A core challenge for personality assessment is that the phenomena of interest are complex patterns in individual differences that partially manifest over time. These patterns are typically represented as latent constructs (e.g., traits and states, values, goals, identity) that are mostly assessed using self-report methods (Paulhus & Vazire, 2007). However, it has repeatedly been highlighted that more objective data on naturalistic behavior is needed to improve measurements in psychological science (Baumeister et al., 2007; Furr, 2009). For example, a personality assessment goal might include determining the extent to which a person is sociable over time, in general (trait assessment), or in a given situation during a short period of time (state assessment).

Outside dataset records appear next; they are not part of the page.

PR #1274, opened 2018-04-09
Use lowercase sensitive "github.com/sirupsen/logrus"

### LINKED ISSUE #1261: Use lowercase sensitive "github.com/sirupsen/logrus"
Our vendor dependency tree references "github.com/Sirupsen/logrus" which was changed to "github.com/sirupsen/logrus" in https://github.com/sirupsen/logrus/pull/384. This causes an issue with updating other vendor packages which are dependent on logrus. We should find a way to clean this up in order to update certain packages to more recent versions (ex. github.com/atlassian/gostatsd).

```
Solving failure: No versions of github.com/atlassian/gostatsd met constraints:
	5.4.0: Could not introduce github.com/atlassian/gostatsd@5.4.0 due to a case-only variation: it depends on "github.com/sirupsen/logrus", but "github.com/Sirupsen/logrus" was already established as the case variant for that project root by the following other dependers:
	(root)
	github.com/docker/docker@v1.13.1
	github.com/tmc/grpc-websocket-proxy@timestamp_stdtime_example
```

nikkiattea:
## What is this change?

Updates dependency "Sirupsen/logrus" to "sirupsen/logrus." Updates other applicable dependencies to versions which use the latter. 

Closes #1261.

Yas.

Nah.

~~Updating gostatsd to 5.4.1 removes a deprecated function `NewServer`. I had to rewrite that function for our purposes.~~

### DIFF
--- a/agent/statsd_server.go
+++ b/agent/statsd_server.go
@@ -15,13 +15,12 @@ import (
 	"github.com/atlassian/gostatsd/pkg/statsd"
 	"github.com/sensu/sensu-go/types"
 	"github.com/spf13/viper"
-	"golang.org/x/time/rate"
 )
 
 // NewStatsdServer provides a new statsd server for the sensu-agent.
 func NewStatsdServer(a *Agent) *statsd.Server {
 	c := a.config.StatsdServer
-	s := NewServer()
+	s := statsd.NewServer()
 	backend, err := NewClientFromViper(s.Viper, a)
 	if err != nil {
 		logger.WithError(err).Error("failed to create sensu-statsd backend")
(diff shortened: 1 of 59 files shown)


cyphus:
Changes look good from here, going to make sure I can build locally before giving the official thumbs up.

agent/statsd_server.go
```diff
@@ -31,6 +32,38 @@ func NewStatsdServer(a *Agent) *statsd.Server {
 	return s
 }
 
+// NewServer will create a new statsd Server with the default configuration.
+func NewServer() *statsd.Server {
```
echlebek: This change seems unrelated to the PR topic, a mistake?

nikkiattea: It seems so. NewServer is deprecated in gostatsd version 5.4.1 and we had to update gostatsd for sirupsen/logrus compatibility. I just used the most recent release as that’s what we originally attempted, which prompted this logrus issue.

nikkiattea: Yes! For some reason I assumed the function was deprecated _before_ the logrus fix. But it wasn't, so we can totally roll this back to 2.4.0.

In order to measure a person’s sociability at the trait or state level, they could be asked about their communication behavior using self-report methods or be observed engaging in communication behavior using naturalistic observation methods.

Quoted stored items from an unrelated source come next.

Issue #1247, opened 2018-03-28
Event validation surrounding the presence of metrics and/or checks


nikkiattea:
Solve the issue presented in #1126 
>Metric events are sent to the backend. (The backend will probably discard that event since it doesn't contain a check, which is fine for now.)

## Expected Behavior
Event containing metrics (but no check) is properly handled.

## Current Behavior
Error handling event:
https://github.com/sensu/sensu-go/blob/a27ab4b9a5b3f6c4edcb625ec8f69fef50efa626/backend/agentd/session.go#L137-L139
Caused by event validation:
https://github.com/sensu/sensu-go/blob/a27ab4b9a5b3f6c4edcb625ec8f69fef50efa626/types/event.go#L74-L76
Log:
```
{"component":"agentd","error":"malformed event","level":"error","message":{"Type":"event","Payload":"eyJ0aW1lc..."},"msg":"error handling message","time":"2018-03-28T11:21:36-05:00"}
```

## Possible Solution
1. Change event validation so that it requires either a check or metric `(entity && (check || metric))`. We'll also have to check for mutual exclusivity whenever invoking `event.check` and `event.metric`.
2. Spoof a check to be added to a metrics event - perhaps we could use it to provide additional context to the metrics.

echlebek:
I think the right thing to do here is to make `Event` an interface. We'll split the current Event type into multiple types, `CheckEvent` and `MetricsEvent`. We already have an outstanding issue to make breaking changes for the Event type (by removing Hooks and Silenced), so we may as well go all-in.

(n.b. Hooks and Silenced were moved into Check a while ago and are deprecated for Event now.)

```
type Event interface {
    // Time returns the time the event was emitted at.
    Time() time.Time

    // GetName returns the name of the event
    GetName() string

    // GetEntity() gets the entity associated with the event.
    GetEntity() *types.Entity

    // GetHandlers gets the handlers the event is associated with
    GetHandlers() []string

    Validator
    Resource
}
```

In places where we need to handle check-specific or metrics-specific information, we can use type assertions.

nikkiattea:
@echlebek I am on board for this for a few reasons. Firstly, I already had an unsuccessful attempt at decoupling checks and events without breaking changes. At the time, I considered a proposal to store metrics in a different scope than an event, but interfacing the event did not even cross my mind. Secondly, I think this method will be a much cleaner approach than having to manage `check || metrics` in any given  event.

[...]

PR #1283, opened 2018-04-10
[Agent statsd] Additional unit and integration tests

nikkiattea:

## What is this change?

Adds a unit test and integration test surrounding the sensu-agent's statsd server and udp port. Refactors some reusable code into "fixture" functions.

Testing is 🔑 

Yas.

Nah.

Part of the test is blocked by #1247 but a `TODO` has been created.

### DIFF
--- a/agent/statsd_server_test.go
+++ b/agent/statsd_server_test.go
@@ -1,12 +1,16 @@
 package agent
 
 import (
+	"context"
+	"encoding/json"
+	"net"
 	"testing"
 	"time"
 
 	"github.com/atlassian/gostatsd"
 	"github.com/sensu/sensu-go/types"
 	"github.com/stretchr/testify/assert"
+	"github.com/stretchr/testify/require"
 )
 
 func TestNewStatsdServer(t *testing.T) {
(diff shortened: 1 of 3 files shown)


agent/statsd_server_test.go
```diff
@@ -160,3 +133,150 @@ func TestComposeSetPoints(t *testing.T) {
...
+
+	cfg := FixtureConfig()
+	ta := NewAgent(cfg)
+
+	ctx, cancel := context.WithCancel(context.TODO())
+	defer cancel()
+
+	go ta.statsdServer.Run(ctx)
+
+	udpClient, err := net.Dial("udp", ta.statsdServer.MetricsAddr)
```
echlebek: I wonder what happens if the server doesn't start before we try to open a UDP conn here? Seems like it could lead to a flaky test.

I'm a little uncertain about the intent of the test as well. It seems that all it does is fire UDP packets at statsd, which presumably works. Maybe we don't need it.

nikkiattea: What kind of solution might you suggest? I think we should establish some kind of reasonable time window for the udp server to start. If it does not start within that window, thus failing the test, it would indicate we should file an issue with the dependency.

So right now, the intent of the test is to ensure we can write a metric map to the statsd server with no error. Since the feature is not complete (blocked by #1247) we cannot yet verify the metrics received are written to an event (the `TODO` portion of the test). I still think its important to validate that we're able to establish a udp connection with the statsd server and write metrics to it, otherwise there is something wrong with the semi-complete portion of the feature.

nikkiattea: We do something similar here to test the udp and tcp sockets: https://github.com/sensu/sensu-go/blob/master/agent/sockets_test.go#L29-L32. But yeah, I agree it's definitely not a unit test, and if kept as is, should definitely be tagged as integration.

I'd like to keep the existing test, and explore implementing a mock as well. However, I'm curious with how we would want to go about the mock. It sounds like we wouldn't be mocking the actual server, correct (`server.Run()`)? Are you seeking a test that would just validate different kinds of messages that could be sent to the server?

Over the past decade, advances in computing technologies for data collection (e.g., social media platforms, smartphones) and analysis (e.g., machine learning) have made behavioral observation studies increasingly viable (and valuable), enabling more and better use of objective measurements in addition to subjective questionnaire items (Yarkoni, 2012). For example, consider that many everyday thoughts, feelings, and behaviors are now mediated, reflected, and often recorded by the ubiquitous apps, social media platforms, and other technologies that people use on a daily basis. These digital records can be collected, aggregated, and analyzed for business applications and research alike. By providing a means of observing personality-relevant information in daily life, computing technologies introduce new opportunities for the quantification of individual differences from observational data. The use of computational technologies for assessment can also help us overcome our own human limitations (e.g., memory limitations when providing self-reports) and biases in theory development (e.g., inability to consider the influence of many factors at the same time, innate tendency to converge to simple theories; Jolly & Chang, 2019).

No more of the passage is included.